**Problem statement:** For the entries below, report the number of lines where the string "What" appears, and only that number.

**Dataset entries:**
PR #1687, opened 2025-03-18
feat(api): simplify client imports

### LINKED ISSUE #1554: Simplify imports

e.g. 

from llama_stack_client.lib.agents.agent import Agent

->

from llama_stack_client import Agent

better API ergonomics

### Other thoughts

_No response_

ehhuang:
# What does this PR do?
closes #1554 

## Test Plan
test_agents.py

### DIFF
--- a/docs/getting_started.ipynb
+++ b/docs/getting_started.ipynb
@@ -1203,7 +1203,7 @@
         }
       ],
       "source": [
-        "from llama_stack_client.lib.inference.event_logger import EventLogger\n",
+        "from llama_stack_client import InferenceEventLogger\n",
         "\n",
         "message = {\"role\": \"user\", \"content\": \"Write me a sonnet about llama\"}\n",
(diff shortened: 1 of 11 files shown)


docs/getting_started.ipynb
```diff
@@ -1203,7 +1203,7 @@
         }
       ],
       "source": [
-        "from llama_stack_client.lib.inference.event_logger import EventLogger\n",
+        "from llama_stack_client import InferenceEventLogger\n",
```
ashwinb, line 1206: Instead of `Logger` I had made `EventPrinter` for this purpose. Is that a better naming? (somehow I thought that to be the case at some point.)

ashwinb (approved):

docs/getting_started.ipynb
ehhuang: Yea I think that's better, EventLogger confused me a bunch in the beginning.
--
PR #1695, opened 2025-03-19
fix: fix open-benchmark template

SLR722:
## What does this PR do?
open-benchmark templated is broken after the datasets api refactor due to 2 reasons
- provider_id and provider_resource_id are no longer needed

**Solved problem:** 2